Return the data below in full. Keep each character unchanged.

[Collected data]

+ + +

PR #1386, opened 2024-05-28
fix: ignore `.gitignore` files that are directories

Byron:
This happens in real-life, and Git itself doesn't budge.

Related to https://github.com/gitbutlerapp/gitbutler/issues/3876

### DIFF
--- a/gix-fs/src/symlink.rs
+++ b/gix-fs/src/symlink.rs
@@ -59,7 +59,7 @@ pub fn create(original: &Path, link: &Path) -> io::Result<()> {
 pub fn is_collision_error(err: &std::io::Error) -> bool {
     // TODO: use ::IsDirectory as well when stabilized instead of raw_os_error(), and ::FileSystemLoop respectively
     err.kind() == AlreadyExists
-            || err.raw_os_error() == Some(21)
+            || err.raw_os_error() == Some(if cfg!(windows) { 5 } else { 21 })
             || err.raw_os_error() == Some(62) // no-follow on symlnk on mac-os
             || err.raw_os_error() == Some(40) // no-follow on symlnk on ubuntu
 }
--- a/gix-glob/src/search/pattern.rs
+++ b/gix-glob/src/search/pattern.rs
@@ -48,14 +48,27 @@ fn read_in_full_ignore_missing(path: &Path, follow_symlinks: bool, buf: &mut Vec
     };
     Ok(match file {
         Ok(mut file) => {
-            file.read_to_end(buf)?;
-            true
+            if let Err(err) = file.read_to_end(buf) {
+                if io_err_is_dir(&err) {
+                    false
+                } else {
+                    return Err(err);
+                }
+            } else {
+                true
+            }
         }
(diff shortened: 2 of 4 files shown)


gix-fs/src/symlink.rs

+ + +

COMPLETED TASK ▸
PR #1386, opened 2024-05-28
fix: ignore `.gitignore` files that are directories

Byron:
This happens in real-life, and Git itself doesn't budge.

Related to https://github.com/gitbutlerapp/gitbutler/issues/3876

### DIFF
--- a/gix-fs/src/symlink.rs
+++ b/gix-fs/src/symlink.rs
@@ -59,7 +59,7 @@ pub fn create(original: &Path, link: &Path) -> io::Result<()> {
 pub fn is_collision_error(err: &std::io::Error) -> bool {
     // TODO: use ::IsDirectory as well when stabilized instead of raw_os_error(), and ::FileSystemLoop respectively
     err.kind() == AlreadyExists
-            || err.raw_os_error() == Some(21)
+            || err.raw_os_error() == Some(if cfg!(windows) { 5 } else { 21 })
             || err.raw_os_error() == Some(62) // no-follow on symlnk on mac-os
             || err.raw_os_error() == Some(40) // no-follow on symlnk on ubuntu
 }
--- a/gix-glob/src/search/pattern.rs
+++ b/gix-glob/src/search/pattern.rs
@@ -48,14 +48,27 @@ fn read_in_full_ignore_missing(path: &Path, follow_symlinks: bool, buf: &mut Vec
     };
     Ok(match file {
         Ok(mut file) => {
-            file.read_to_end(buf)?;
-            true
+            if let Err(err) = file.read_to_end(buf) {
+                if io_err_is_dir(&err) {
+                    false
+                } else {
+                    return Err(err);
+                }
+            } else {
+                true
+            }
         }
(diff shortened: 2 of 4 files shown)


gix-fs/src/symlink.rs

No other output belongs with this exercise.